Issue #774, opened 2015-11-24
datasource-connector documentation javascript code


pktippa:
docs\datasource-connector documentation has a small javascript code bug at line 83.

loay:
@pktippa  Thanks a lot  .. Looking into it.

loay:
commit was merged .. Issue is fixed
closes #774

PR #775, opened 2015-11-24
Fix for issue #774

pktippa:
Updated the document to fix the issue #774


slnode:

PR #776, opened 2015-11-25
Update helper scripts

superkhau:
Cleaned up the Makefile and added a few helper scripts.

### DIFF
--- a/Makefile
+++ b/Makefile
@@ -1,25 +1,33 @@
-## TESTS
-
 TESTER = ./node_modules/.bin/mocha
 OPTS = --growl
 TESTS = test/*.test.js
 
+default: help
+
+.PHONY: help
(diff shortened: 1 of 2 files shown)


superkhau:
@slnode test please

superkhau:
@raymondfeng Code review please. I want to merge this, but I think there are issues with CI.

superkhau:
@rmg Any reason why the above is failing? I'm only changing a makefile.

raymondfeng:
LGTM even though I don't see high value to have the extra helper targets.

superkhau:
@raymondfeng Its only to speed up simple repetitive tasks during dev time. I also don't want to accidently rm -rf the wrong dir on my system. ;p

....................

[What you have to do] Print exactly the lines from the one with "(diff shortened: 1 of 2 files shown)" through the last line of the material, including both, and no others.

[Your response]
(diff shortened: 1 of 2 files shown)


superkhau:
@slnode test please

superkhau:
@raymondfeng Code review please. I want to merge this, but I think there are issues with CI.

superkhau:
@rmg Any reason why the above is failing? I'm only changing a makefile.

raymondfeng:
LGTM even though I don't see high value to have the extra helper targets.

superkhau:
@raymondfeng Its only to speed up simple repetitive tasks during dev time. I also don't want to accidently rm -rf the wrong dir on my system. ;p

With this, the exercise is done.